◆ Data records:
- Opening Delimiter -
PR #149, opened 2020-08-27
Add encryption option and components for PostgreSQL, MySQL, MongoDB

### LINKED ISSUE #145: Encryption at-rest add-on option
Some add-ons will need an encryption at-rest option. Those add-ons are, for now:
- PostgreSQL
- MySQL
- MongoDB

## Encryption at-rest option

The encryption at-rest option is an option to encrypt at-rest the disk of the add-on.

### Description

- What it does
- The price (Free for now. 10% of the plan price when we will start to bill it)
- A link to our documentation, for example https://www.clever-cloud.com/doc/addons/postgresql/#encryption-at-rest

## Create the corresponding `<cc-addon-postgresql-options>`, `<cc-addon-mysql-options>`, `<cc-addon-mongodb-options>`

Each add-on will have the same option, only the documentation link will change.

The option will be disabled by default.

BlackYoup:
Fixes #145

### DIFF
--- a/src/addon/cc-addon-mongodb-options.js
+++ b/src/addon/cc-addon-mongodb-options.js
@@ -1,0 +1,91 @@
+import './cc-addon-option-form.js';
+import '../molecules/cc-error.js';
+import { css, html, LitElement } from 'lit-element';
+import { dispatchCustomEvent } from '../lib/events.js';
+import { i18n } from '../lib/i18n.js';
+import { ccAddonEncryptionAtRestOption } from '../templates/cc-addon-encryption-at-rest-option.js';
+
+const ENCRYPTION_DOCUMENTATION_URL = 'https://www.clever-cloud.com/doc/addons/mongodb/#encryption-at-rest';
+
+/**
+ * A component that displays the available options of a MongoDB add-on.
+ *
+ * * 🎨 default CSS display: `block`
+ * <br>
+ * 🧐 [component's source code on GitHub](https://github.com/CleverCloud/clever-components/blob/master/src/addon/cc-addon-mongodb-options.js)
+ *
+ * * ## Type definitions
+ *
+ * ```js
+ * interface Option {
+ *   name: string,
+ *   enabled: boolean,
+ *   // Option specific params
+ *   price: number, // for "encryption" option
+ * }
+ * ```
+ *
+ * ```js
+ * interface Options {
+ *   encryption: boolean,
+ * }
+ * ```
+ *
+ * @prop {Option[]} options - List of options for this add-on.
+ *
+ * @event {CustomEvent<Options>} cc-addon-mongodb-options:submit - Fires when the form is submitted.
+ */
+export class CcAddonMongodbOptions extends LitElement {
+
+  static get properties () {
+    return {
+      options: { type: Array },
+    };
+  }
+
+  constructor () {
+    super();
+    this.options = [];
+  }
+
+  _onFormOptionsSubmit ({ detail }) {
+    dispatchCustomEvent(this, 'submit', detail);
+  }
+
+  _getFormOptions () {
+    return this.options
+      .map((option) => {
+        switch (option.name) {
+          case 'encryption':
+            return ccAddonEncryptionAtRestOption(ENCRYPTION_DOCUMENTATION_URL, option);
+          default:
+            return null;
+        };
+      })
+      .filter((option) => option !== null);
+  }
+
+  render () {
+    const options = this._getFormOptions();
+    const title = i18n('cc-addon-mongodb-options.title');
+
+    return html`
+      <cc-addon-option-form title="${title}" .options=${options} @cc-addon-option-form:submit="${this._onFormOptionsSubmit}">
+        <div slot="description">${i18n('cc-addon-mongodb-options.description')}</div>
+      </cc-addon-option-form>
+    `;
+  }
+
+  static get styles () {
+    return [
+      // language=CSS
+      css`
+        :host {
+          display: block;
+        }
+      `,
+    ];
+  }
+}
+
+window.customElements.define('cc-addon-mongodb-options', CcAddonMongodbOptions);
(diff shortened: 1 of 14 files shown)


src/templates/cc-addon-encryption-at-rest-option.js
```diff
@@ -0,0 +1,25 @@
+import '../molecules/cc-error.js';
+import { html } from 'lit-element';
+import { assetUrl } from '../lib/asset-url.js';
+import { i18n } from '../lib/i18n.js';
+
+const LOGO = assetUrl(import.meta, '../assets/encryption-at-rest.svg');
```
hsablonniere, line 6: The current convention is `camelCaseNameOfTheImageSvg` with a `Svg` suffix.

src/addon/cc-addon-postgresql-options.js
```diff
@@ -0,0 +1,83 @@
...
+
+  _onFormOptionsSubmit ({ detail }) {
+    dispatchCustomEvent(this, 'submit', detail);
+  }
+
+  _getFormOptions () {
+    return this.options.map((option) => {
+      switch (option) {
+        case 'encryption': return ccAddonEncryptionAtRestOption(ENCRYPTION_DOCUMENTATION_URL, this.encryptionPrice);
+        default: return null;
```
hsablonniere, line 55: Not a great fan of one liners like this. Is ESLint OK with that? If so, let's keep it and I'll update the ESLint config :p

src/addon/cc-addon-postgresql-options.js
```diff
@@ -0,0 +1,83 @@
...
+      };
+    }).filter((option) => option !== null);
```
hsablonniere, line 57: In those situations, you can align the `.map` and `.filter`

src/addon/cc-addon-mysql-options.js
```diff
@@ -0,0 +1,83 @@
...
+ * @prop {Number} encryptionPrice - Price of the encryption option.
+ * @prop {String[]} options - List of options to enable for this selection.
+ *
+ * @event {CustomEvent<Options>} cc-addon-mysql-options:submit - Fires when the form is submitted.
+ */
+export class CcAddonMysqlOptions extends LitElement {
+
+  static get properties () {
+    return {
+      options: { type: Array, attribute: 'options' },
```
hsablonniere, line 35: No need for `attribute` there.

src/addon/cc-addon-mongodb-options.js
```diff
@@ -0,0 +1,83 @@
...
+ * @prop {Number} encryptionPrice - Price of the encryption option.
+ * @prop {String[]} options - List of options to enable for this selection.
+ *
+ * @event {CustomEvent<Options>} cc-addon-mongodb-options:submit - Fires when the form is submitted.
+ */
+export class CcAddonMongodbOptions extends LitElement {
+
+  static get properties () {
+    return {
+      options: { type: Array, attribute: 'options' },
```
hsablonniere, line 35: No need for `attribute` here.

src/addon/cc-addon-postgresql-options.js
```diff
@@ -0,0 +1,83 @@
...
+ * @prop {Number} encryptionPrice - Price of the encryption option.
+ * @prop {String[]} options - List of options to enable for this selection.
+ *
+ * @event {CustomEvent<Options>} cc-addon-postgresql-options:submit - Fires when the form is submitted.
+ */
+export class CcAddonPostgresqlOptions extends LitElement {
+
+  static get properties () {
+    return {
+      options: { type: Array, attribute: 'options' },
```
hsablonniere, line 35: No need for `attribute` here.

hsablonniere (changes requested):
I haven't looked at the result in a browser yet.

src/addon/cc-addon-postgresql-options.js
BlackYoup: Yes, eslint is ok :p

src/templates/cc-addon-encryption-at-rest-option.js
BlackYoup: Should be fixed now

src/addon/cc-addon-postgresql-options.js
BlackYoup: Updated, please double check to see if I correctly understood you

src/addon/cc-addon-postgresql-options.js
hsablonniere: OK so let's keep it like that, we'll update ESLint later.

src/addon/cc-addon-postgresql-options.js
hsablonniere: This is what I expected.

hsablonniere:
I didn't understood at first that options were opt-in with `options`.
We need a story to see what the component looks like when `options` is an empty array.
Will we need an empty message?

I see `encryptionEnabled` in:

* the JSDoc header
* the `static get properties () {}`
* the `constructor`

but it's never used in the component template and never used by the story.

BlackYoup:
> I didn't understood at first that options were opt-in with options.

Yes, options might be different across add-ons plans

> We need a story to see what the component looks like when options is an empty array.

Yeah, I didn't make one because I assumed that you need to provide at least one option, otherwise this option selection shouldn't even be displayed. I can indeed add a `there are no options` text if you think it's worth adding such a case.

I fixed the `encryptionEnabled` boolean not correctly displayed and added a story with the , sorry for the silly mistake.

hsablonniere:
> This option is currently free but will then be billed 10.0% of the plan's price. If this option is enabled, it will be billed €10.00 per month.

I still think it's a bit confusing.

hsablonniere:
About the translation, @urcadox suggests:

> This option is currently free. In the future, it will be billed 10% of the plan price, which amounts to €10 per month here.

hsablonniere:
I think we should move `options` from `String[]` to `Option[]` where `Option` has a `name`, a `enabled` boolean and some custom options like `price` for encryption or `flavor` for apm and kibana.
- Closing Delimiter -
◆ What the exercise asks:
Beginning at the top of the entries above, output each line exactly, and end with the line in which "-1,0 +1,91 @@" appears.

◆ Result of the task:
PR #149, opened 2020-08-27
Add encryption option and components for PostgreSQL, MySQL, MongoDB

### LINKED ISSUE #145: Encryption at-rest add-on option
Some add-ons will need an encryption at-rest option. Those add-ons are, for now:
- PostgreSQL
- MySQL
- MongoDB

## Encryption at-rest option

The encryption at-rest option is an option to encrypt at-rest the disk of the add-on.

### Description

- What it does
- The price (Free for now. 10% of the plan price when we will start to bill it)
- A link to our documentation, for example https://www.clever-cloud.com/doc/addons/postgresql/#encryption-at-rest

## Create the corresponding `<cc-addon-postgresql-options>`, `<cc-addon-mysql-options>`, `<cc-addon-mongodb-options>`

Each add-on will have the same option, only the documentation link will change.

The option will be disabled by default.

BlackYoup:
Fixes #145

### DIFF
--- a/src/addon/cc-addon-mongodb-options.js
+++ b/src/addon/cc-addon-mongodb-options.js
@@ -1,0 +1,91 @@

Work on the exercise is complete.